** SUPPLIED MATERIAL **
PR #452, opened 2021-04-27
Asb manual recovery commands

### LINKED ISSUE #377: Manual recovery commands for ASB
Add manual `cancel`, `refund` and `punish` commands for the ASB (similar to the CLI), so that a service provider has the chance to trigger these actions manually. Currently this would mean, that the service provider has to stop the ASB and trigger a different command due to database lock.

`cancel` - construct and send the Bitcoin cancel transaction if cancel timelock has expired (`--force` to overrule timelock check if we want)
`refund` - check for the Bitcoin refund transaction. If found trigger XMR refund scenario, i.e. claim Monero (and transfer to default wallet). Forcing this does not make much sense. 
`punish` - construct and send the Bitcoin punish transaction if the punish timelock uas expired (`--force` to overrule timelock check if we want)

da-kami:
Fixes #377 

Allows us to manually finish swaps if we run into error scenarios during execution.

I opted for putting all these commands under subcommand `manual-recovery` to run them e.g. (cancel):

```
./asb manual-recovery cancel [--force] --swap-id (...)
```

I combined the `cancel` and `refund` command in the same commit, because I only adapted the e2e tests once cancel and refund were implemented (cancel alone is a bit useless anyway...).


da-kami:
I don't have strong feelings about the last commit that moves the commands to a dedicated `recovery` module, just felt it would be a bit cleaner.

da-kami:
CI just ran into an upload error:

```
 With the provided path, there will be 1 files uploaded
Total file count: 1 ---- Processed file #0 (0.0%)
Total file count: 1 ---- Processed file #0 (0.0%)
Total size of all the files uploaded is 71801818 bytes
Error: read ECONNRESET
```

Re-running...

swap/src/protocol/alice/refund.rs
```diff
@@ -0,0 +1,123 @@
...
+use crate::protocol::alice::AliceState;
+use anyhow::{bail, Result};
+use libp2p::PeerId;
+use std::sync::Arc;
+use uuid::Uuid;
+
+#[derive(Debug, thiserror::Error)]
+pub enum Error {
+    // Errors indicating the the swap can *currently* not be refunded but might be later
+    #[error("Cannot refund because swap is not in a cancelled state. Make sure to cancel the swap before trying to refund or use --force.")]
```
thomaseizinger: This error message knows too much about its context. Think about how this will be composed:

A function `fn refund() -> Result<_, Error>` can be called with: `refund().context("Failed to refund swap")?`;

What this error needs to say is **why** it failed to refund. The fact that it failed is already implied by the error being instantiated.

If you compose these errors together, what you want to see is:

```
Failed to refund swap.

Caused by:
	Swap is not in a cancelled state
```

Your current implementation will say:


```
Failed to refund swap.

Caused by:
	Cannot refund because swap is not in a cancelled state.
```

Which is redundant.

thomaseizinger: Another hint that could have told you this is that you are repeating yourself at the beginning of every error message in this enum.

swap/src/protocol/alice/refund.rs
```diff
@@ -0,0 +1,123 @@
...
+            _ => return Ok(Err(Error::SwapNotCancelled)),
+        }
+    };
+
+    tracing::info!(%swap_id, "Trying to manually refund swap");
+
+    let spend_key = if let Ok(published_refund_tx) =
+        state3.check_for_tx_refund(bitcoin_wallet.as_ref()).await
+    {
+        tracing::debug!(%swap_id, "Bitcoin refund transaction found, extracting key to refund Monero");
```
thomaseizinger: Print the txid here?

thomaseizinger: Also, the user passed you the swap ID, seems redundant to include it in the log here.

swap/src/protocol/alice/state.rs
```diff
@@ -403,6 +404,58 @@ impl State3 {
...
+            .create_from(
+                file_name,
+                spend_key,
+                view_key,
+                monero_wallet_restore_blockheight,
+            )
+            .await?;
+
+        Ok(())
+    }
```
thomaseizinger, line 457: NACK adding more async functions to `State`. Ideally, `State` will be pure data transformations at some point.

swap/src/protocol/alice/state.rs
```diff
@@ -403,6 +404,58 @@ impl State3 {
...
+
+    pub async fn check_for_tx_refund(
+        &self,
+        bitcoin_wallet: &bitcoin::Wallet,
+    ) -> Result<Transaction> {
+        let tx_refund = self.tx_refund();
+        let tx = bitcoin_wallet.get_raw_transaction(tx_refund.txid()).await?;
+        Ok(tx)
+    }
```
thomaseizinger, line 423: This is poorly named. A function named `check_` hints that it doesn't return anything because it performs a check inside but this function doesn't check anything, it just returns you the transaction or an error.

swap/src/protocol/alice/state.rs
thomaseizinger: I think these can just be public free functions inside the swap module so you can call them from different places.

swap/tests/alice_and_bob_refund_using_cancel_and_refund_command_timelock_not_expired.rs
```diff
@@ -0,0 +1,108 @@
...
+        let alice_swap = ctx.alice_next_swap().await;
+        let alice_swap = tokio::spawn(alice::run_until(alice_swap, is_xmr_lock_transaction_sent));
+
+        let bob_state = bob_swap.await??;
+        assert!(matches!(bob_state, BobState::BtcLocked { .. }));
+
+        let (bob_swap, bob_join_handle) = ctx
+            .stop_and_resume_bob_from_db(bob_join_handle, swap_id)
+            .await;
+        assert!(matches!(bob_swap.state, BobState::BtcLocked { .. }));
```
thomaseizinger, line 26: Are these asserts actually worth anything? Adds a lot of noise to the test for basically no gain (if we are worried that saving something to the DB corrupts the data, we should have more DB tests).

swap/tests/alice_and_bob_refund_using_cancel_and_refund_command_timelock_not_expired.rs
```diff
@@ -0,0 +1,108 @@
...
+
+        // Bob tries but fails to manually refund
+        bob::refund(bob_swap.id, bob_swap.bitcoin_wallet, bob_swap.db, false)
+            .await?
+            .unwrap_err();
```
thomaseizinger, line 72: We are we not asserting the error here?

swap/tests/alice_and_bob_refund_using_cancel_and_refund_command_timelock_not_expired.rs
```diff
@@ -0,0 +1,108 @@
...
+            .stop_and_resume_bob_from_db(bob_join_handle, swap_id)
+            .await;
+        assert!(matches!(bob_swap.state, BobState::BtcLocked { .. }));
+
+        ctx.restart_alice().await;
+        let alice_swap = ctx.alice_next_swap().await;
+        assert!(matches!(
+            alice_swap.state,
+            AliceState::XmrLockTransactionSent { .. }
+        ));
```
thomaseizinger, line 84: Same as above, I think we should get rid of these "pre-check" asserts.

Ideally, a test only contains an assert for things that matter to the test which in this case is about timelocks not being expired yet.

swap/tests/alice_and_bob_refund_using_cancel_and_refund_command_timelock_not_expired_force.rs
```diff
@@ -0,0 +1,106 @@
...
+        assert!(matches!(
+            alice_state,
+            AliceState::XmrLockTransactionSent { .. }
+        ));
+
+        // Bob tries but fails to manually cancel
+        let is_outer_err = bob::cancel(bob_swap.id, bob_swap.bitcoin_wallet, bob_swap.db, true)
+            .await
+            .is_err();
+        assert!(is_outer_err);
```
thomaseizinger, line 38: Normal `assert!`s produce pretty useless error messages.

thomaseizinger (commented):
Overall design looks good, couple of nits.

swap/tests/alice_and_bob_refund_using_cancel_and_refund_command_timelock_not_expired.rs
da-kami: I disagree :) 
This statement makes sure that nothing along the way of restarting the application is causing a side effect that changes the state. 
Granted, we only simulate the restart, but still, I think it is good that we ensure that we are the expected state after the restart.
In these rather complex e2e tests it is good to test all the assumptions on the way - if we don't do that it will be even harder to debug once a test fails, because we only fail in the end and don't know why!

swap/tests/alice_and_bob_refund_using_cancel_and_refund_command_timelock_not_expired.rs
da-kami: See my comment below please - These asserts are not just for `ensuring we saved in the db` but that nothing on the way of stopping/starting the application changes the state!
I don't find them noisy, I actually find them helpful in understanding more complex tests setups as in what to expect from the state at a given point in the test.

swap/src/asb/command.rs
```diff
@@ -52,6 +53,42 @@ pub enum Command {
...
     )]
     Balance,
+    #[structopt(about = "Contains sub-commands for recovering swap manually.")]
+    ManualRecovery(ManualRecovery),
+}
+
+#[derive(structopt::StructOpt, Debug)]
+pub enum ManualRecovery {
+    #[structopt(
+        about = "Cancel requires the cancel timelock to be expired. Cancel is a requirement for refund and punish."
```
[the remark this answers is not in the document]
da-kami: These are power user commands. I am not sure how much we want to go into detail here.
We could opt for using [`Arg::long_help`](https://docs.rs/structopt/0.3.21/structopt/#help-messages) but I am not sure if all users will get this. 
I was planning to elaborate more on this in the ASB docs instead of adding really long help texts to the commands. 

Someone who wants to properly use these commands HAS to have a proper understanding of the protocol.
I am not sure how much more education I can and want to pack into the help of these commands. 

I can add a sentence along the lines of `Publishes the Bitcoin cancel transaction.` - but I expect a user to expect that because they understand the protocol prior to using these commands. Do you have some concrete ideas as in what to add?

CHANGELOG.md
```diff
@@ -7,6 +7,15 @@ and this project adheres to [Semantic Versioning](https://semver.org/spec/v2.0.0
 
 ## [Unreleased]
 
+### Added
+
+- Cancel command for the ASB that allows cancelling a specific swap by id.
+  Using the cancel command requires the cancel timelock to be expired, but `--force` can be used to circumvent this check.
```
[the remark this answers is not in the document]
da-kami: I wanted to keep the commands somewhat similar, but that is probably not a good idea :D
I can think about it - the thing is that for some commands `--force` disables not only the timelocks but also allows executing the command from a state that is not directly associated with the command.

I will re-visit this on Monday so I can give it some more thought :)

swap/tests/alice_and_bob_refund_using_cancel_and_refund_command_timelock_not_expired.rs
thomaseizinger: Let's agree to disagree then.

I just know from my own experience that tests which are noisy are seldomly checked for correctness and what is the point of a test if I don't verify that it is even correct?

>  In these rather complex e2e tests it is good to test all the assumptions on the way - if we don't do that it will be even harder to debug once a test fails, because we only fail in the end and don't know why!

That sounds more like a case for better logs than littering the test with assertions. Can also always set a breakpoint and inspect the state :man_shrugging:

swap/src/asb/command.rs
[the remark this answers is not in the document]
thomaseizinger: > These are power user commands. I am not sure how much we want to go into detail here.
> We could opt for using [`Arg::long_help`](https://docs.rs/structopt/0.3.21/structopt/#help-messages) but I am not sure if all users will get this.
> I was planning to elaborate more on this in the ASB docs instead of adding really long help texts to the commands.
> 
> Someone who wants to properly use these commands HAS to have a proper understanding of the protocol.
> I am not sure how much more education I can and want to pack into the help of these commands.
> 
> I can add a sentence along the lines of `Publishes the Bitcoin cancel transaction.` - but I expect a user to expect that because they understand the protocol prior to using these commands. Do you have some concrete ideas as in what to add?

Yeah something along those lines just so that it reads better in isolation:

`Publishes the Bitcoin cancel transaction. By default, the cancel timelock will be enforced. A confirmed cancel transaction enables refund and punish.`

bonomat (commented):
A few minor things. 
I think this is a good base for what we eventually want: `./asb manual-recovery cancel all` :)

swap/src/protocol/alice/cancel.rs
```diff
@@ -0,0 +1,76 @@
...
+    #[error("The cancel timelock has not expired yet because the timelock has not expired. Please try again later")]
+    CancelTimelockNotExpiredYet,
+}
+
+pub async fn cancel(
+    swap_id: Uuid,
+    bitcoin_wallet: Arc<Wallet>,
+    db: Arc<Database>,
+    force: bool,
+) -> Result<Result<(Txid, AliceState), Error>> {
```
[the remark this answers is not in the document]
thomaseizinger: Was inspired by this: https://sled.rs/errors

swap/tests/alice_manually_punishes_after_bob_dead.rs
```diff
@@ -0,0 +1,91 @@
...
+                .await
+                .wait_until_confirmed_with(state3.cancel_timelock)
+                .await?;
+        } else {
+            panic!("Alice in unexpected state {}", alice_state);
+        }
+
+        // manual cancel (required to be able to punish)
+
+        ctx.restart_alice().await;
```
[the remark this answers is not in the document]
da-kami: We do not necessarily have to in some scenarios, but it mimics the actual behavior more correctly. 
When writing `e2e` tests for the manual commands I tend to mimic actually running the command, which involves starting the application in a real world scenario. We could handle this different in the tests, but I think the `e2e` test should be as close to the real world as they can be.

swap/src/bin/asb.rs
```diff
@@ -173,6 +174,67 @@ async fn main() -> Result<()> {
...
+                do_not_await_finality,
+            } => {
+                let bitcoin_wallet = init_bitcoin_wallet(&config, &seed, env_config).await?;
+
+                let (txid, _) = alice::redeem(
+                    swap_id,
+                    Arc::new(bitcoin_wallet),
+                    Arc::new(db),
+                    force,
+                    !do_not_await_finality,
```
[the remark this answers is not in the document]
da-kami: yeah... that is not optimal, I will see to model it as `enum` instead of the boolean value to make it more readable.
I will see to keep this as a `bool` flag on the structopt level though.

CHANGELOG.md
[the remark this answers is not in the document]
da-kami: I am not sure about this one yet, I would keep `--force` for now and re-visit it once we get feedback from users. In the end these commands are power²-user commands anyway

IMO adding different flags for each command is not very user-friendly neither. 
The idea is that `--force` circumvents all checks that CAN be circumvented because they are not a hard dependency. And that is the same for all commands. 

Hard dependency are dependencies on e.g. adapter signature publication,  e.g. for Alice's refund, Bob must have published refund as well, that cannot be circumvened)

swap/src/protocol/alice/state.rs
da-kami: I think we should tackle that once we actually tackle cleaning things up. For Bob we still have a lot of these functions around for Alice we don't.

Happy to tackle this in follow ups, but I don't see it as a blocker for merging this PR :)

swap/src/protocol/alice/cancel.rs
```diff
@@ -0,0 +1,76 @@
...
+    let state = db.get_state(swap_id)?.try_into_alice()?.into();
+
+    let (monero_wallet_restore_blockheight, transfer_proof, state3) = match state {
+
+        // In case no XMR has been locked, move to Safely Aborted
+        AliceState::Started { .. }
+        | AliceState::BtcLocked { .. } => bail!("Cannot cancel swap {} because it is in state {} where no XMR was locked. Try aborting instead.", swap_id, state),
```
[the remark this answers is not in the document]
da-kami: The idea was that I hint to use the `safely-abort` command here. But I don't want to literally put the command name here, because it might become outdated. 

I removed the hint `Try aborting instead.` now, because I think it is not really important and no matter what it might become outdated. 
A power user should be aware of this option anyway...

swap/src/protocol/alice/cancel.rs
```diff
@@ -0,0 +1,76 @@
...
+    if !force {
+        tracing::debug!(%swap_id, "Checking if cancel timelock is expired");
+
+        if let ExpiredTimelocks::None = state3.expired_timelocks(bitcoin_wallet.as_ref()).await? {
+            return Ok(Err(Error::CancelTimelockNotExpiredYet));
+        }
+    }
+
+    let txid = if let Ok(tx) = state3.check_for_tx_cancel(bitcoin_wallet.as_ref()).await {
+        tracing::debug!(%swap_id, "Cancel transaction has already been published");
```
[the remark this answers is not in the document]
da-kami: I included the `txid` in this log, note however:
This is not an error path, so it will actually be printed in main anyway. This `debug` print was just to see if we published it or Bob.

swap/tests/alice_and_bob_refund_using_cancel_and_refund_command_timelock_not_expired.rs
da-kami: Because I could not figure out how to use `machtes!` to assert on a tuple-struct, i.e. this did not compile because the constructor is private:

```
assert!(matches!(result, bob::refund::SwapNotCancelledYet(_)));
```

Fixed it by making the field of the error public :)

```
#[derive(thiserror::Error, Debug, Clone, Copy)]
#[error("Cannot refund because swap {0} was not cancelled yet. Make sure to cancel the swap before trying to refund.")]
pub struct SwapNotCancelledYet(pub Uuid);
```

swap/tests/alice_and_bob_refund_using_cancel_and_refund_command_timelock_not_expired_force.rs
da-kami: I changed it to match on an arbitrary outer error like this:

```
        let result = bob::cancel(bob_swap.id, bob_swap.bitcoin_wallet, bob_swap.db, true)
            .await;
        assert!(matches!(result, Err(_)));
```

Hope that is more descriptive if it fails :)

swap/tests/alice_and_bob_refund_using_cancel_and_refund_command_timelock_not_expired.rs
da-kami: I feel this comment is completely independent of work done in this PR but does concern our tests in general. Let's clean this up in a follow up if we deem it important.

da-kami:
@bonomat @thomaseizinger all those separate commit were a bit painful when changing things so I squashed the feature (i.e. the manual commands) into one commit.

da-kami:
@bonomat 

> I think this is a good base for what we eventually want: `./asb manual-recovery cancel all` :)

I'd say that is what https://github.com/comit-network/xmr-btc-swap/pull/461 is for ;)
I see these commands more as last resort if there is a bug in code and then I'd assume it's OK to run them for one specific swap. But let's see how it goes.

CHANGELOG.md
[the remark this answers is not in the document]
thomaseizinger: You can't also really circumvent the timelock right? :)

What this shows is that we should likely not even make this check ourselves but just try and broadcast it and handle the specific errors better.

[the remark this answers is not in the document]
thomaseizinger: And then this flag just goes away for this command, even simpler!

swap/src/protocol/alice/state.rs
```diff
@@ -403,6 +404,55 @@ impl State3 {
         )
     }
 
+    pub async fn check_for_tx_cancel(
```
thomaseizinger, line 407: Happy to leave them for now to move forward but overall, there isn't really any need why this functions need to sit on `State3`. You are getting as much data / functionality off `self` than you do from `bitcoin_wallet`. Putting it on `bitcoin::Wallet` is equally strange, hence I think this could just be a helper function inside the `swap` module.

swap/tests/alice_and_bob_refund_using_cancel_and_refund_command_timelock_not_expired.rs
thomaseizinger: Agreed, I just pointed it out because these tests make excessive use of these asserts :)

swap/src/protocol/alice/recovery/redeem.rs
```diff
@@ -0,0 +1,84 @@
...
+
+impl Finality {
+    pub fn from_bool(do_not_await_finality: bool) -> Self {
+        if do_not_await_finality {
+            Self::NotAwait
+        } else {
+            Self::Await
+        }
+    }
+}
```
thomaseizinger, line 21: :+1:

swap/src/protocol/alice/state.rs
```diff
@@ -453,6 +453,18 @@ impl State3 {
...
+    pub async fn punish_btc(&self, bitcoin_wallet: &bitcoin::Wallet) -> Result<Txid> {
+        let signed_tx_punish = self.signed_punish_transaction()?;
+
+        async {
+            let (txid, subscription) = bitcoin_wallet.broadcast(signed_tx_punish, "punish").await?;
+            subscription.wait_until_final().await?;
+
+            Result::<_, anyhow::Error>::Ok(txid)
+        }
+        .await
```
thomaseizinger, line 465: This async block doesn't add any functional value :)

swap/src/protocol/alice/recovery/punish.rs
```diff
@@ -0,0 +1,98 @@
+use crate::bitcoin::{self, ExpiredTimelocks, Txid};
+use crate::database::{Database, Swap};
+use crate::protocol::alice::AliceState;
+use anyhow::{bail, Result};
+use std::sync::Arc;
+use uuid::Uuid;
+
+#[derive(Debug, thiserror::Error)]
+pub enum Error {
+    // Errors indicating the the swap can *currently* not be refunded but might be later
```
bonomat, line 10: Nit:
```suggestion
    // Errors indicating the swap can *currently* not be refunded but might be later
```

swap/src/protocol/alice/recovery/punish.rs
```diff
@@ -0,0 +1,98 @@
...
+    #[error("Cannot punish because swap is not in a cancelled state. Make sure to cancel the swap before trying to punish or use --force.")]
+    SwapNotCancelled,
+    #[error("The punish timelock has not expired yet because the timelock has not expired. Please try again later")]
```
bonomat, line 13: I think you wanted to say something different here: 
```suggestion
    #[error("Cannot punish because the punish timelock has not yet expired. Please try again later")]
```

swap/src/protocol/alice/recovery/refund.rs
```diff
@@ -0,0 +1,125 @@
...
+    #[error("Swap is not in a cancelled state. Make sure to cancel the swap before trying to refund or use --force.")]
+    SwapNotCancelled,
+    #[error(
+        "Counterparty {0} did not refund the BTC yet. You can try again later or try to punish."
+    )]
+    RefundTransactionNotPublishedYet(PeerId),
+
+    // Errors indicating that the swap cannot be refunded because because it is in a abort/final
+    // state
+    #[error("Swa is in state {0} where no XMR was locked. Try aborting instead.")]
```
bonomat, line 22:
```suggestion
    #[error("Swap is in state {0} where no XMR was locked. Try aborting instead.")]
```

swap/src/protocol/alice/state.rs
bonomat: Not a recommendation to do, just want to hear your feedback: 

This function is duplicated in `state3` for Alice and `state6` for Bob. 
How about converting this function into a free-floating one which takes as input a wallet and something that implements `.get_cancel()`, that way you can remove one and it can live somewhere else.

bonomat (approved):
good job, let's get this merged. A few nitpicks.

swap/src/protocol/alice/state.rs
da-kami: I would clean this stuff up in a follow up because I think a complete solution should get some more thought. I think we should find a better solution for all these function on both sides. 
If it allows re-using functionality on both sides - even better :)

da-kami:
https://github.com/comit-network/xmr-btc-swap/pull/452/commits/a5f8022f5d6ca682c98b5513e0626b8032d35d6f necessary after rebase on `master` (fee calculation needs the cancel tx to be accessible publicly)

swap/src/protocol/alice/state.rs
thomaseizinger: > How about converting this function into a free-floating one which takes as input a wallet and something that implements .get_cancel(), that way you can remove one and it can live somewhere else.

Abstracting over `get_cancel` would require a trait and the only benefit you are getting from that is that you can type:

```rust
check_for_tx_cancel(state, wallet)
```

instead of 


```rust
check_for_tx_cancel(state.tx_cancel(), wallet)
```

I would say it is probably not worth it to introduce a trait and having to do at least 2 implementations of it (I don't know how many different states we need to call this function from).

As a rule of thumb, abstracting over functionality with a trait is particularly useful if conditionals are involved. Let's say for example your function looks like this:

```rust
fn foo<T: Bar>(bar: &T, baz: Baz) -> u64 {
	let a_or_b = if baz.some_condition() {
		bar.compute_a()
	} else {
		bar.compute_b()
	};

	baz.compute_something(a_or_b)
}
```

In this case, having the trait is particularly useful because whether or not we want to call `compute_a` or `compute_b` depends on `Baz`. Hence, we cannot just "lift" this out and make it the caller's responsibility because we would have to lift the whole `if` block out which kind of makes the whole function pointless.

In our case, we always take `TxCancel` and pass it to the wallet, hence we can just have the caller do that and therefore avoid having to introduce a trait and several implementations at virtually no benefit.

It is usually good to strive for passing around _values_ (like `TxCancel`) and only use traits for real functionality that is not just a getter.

** PROMPT **
Both the first line of the records above and the line containing "### LINKED ISSUE" are to be transcribed exactly, together with every line between them, and nothing else.

** TASK RESPONSE **
PR #452, opened 2021-04-27
Asb manual recovery commands

### LINKED ISSUE #377: Manual recovery commands for ASB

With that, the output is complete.